PMD is a static‑code analysis tool that can output rule violations in several formats. In releases before version 7.22.0 the vbhtml and yahtml reporters inserted violation messages directly into the generated HTML without escaping them. If those reporters process data that contains malicious strings, the resulting report will include executable JavaScript that runs when a user opens the file in a browser. The primary impact is that an attacker who supplies crafted source code and is able to deliver the resulting report to a browser session can run arbitrary code with the privileges of the browser user. Affected systems are installations of PMD before 7.22.0 that use the legacy vbhtml or yahtml report formats. The default html format is not affected, and the legacy formats are rarely used in current environments.
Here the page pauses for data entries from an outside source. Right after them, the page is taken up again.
PR #5671, opened 2025-02-25
feat: remove dedup hook

marcellorigotti:
# Pull Request

Closes: PRO-2054

## Checklist

## Summary

Remove dedup hook and perform the deduplication (which is common to all the ES) inside the execute hook -> this can now easily be generalized into a function.

### DIFF
--- a/state-chain/pallets/cf-elections/src/electoral_systems/block_witnesser/block_processor.rs
+++ b/state-chain/pallets/cf-elections/src/electoral_systems/block_witnesser/block_processor.rs
@@ -28,8 +28,7 @@ use sp_std::{collections::btree_map::BTreeMap, fmt::Debug, marker::PhantomData, 
 /// - The block data type.
 /// - The event type produced during block processing.
 /// - The rules to generate events (for example, pre-witness and full witness rules).
-/// - The logic for executing events.
-/// - The logic for deduplicating events.
+/// - The logic for executing and deduplicating events.
 ///
 /// These are defined via the [`BWProcessorTypes`] trait, which is a generic parameter for this
 /// processor.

The vulnerability is identified as CWE‑79 (Cross‑Site Scripting).

PMD is a static code analysis tool provided by PMD. The vulnerability affects versions of PMD prior to 7.22.0 that generate code‑analysis reports using the legacy vbhtml or yahtml formats. The root of the issue is the unescaped inclusion of rule violation messages into the generated HTML; any PMD installation that uses these formats to process untrusted source code is at risk. The default html format is escaped and safe, so systems that use only the standard html report format are not impacted.
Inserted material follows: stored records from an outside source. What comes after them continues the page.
PR #351, opened 2024-08-21
Fix incorrect usage of Go templating

XIAZY:
## What

The usage of Go templating (`index` function more specifically) was incorrect in recent releases.

Instead of populating configmap items `CONTAINER_ORCHESTRATOR_IMAGE`, `WORKLOAD_INIT_IMAGE` and `CONNECTOR_SIDECAR_IMAGE` with the right value from their respective `image` field, the helm chart populates them as `null`, which is incorrect. From Go documentation, 
> index
	Returns the result of indexing its first argument by the
	following arguments. Thus "index x 1 2 3" is, in Go syntax,
	x[1][2][3]. Each indexed item must be a map, slice, or array.

This fix has solved the problem for me locally
## How

The fix replaces incorrect usage of `index` with nested indices separated by spaces
## Recommended reading order
1. `x.kt`
2. `y.kt`

- [ ] YES 💚
- [ ] NO ❌


marcosmarxm:
@XIAZY sorry the delay to review your contribution.
@perangel and @abuchanan-airbyte can you check this?

perangel (approved):

marcosmarxm:
This was merged in https://github.com/airbytehq/airbyte-platform-internal/pull/14077

PR #355, opened 2024-09-03
Fix helm template for `airbyte-workload-api-server` (GCS logging)

brianstorti:
Even when we have a secret with the gcs credentials (as described in this [doc](https://docs.airbyte.com/deploying-airbyte/creating-secrets)), this template is still trying to use `{release}-gcs-log-creds` instead of what we have configured in `.Values.global.storage.storageSecretName`.

I first noticed this issue when trying to upgrade to chart `0.429.0`, as it's not creating the `{release}-gcs-log-creds` anymore and the `airbyte-workload-api-server` deployment fails with this error:
```
MountVolume.SetUp failed for volume "gcs-log-creds-volume" : secret "airbyte-gcs-log-creds" not found
```


marcosmarxm:
@airbytehq/platform-deployments can someone take a look?

perangel:
@brianstorti There is project underway to clean up a number of things in the chart, this issue is one of them. The general solution (which is to set the secret name based on whether one is specified by the user or not) is the right answer. If you want to get this is as a standalone fix, that would be welcome, but you'll need to update all places where that secret is mounted (unless this is the only workload that currently is setting it incorrectly). 

Those should be:
- `charts/airbyte-featureflag-server/templates/deployment.yaml`
- `charts/airbyte-seerver/templates/deployment.yaml`
- `charts/airbyte-worker/templates/deployment.yaml`
- `charts/airbyte-workload-api-server/templates/deployment.yaml`
- `charts/airbyte-workload-launcher/templates/deployment.yaml`

I believe part of the issue is that the way its specified across those various templates is inconsistent.

perangel:
Looks like this is the outstanding template that needs correcting. Going to test this out internally and see if we can't get this merged in today

perangel:
This has been merged! Thanks for the contribution!

PR #369, opened 2024-11-06
fix: add tolerations during reset pod creation

SamyDjemai:
## What
While replication pods took tolerations into consideration, reset pods were created without tolerations, which resulted in Pending pods due to node taints.

## How
Create reset pods with provided tolerations, just like replication pods. Closes https://github.com/airbytehq/airbyte/issues/48380

## Recommended reading order
1. `airbyte-workload-launcher/src/main/kotlin/pods/factories/ReplicationPodFactory.kt`

- [x] YES 💚
- [ ] NO ❌


abuchanan-airbyte:
Applied in https://github.com/airbytehq/airbyte-platform/commit/84a7536639fceda98cb923e832369ed533f734cf

Sorry, I wasn't familiar with the process for how we apply changes from PR to the platform (it's not a simple merge), so the commit shows up under my name.

SamyDjemai:
No problem, thanks!

PR #386, opened 2025-01-31
SELECT specific columns from ORGANIZATION table in getOrganization

HaJunYoo:
## What

During Airbyte helm upgrade from 1.2.0 to 1.4.0, a type mismatch error occurred between code and database schema, causing web server access failure.

Root Cause
- Organization table's `tombstone` column contains UUID values
- Code attempts to read this field as boolean type
- Type conversion failure triggers 500 error on `/api/v1/instance_configuration` endpoint
- This occurs during organization data fetch operations

Migration Issue
- Database schema changes were required but not properly applied
- Flyway migration V0_50_24_003 should have added new columns:
   - 'pba' column
   - 'org_level_billing' column
- Incomplete migration led to schema inconsistency in tombstone column

Web server became inaccessible due to the failed type conversion between UUID and boolean in the organization table.

Error message:
```
Caused by: org.postgresql.util.PSQLException: Cannot cast to boolean: "4f74841b-3fa8-476c-9102-67a80be8a042"
at org.postgresql.jdbc.BooleanTypeUtil.cannotCoerceException(BooleanTypeUtil.java:99)
```

## How
Modified organization queries to explicitly select required columns instead of using asterisk(*):

Removed select(asterisk()) to avoid automatic mapping of problematic tombstone field
Added explicit column selection for required fields only
This prevents the type mismatch between UUID and boolean

## Recommended reading order

- OrganizationPersistence.java

- [x] YES 💚
- [ ] NO ❌

### DIFF
--- a/airbyte-config/config-persistence/src/main/java/io/airbyte/config/persistence/OrganizationPersistence.java
+++ b/airbyte-config/config-persistence/src/main/java/io/airbyte/config/persistence/OrganizationPersistence.java
@@ -58,10 +58,18 @@ public class OrganizationPersistence {
    */
   public Optional<Organization> getOrganization(final UUID organizationId) throws IOException {
     final Result<Record> result = database.query(ctx -> ctx
-        .select(asterisk())
-        .from(ORGANIZATION)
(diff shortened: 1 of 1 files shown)


cgardens:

Exploitability is limited to a scenario where an attacker supplies malicious source code to PMD, leading the output report to contain executable JavaScript that runs when opened in a browser. The CVSS score of 6.8 indicates moderate severity, but the EPSS score below 1% and absence from the CISA KEV catalog suggest a low likelihood of widespread exploitation. The legacy vbhtml and yahtml reports are rarely used in contemporary environments, further constraining the attack surface. The impact remains significant for systems that still generate or distribute these outdated reports from untrusted code sources.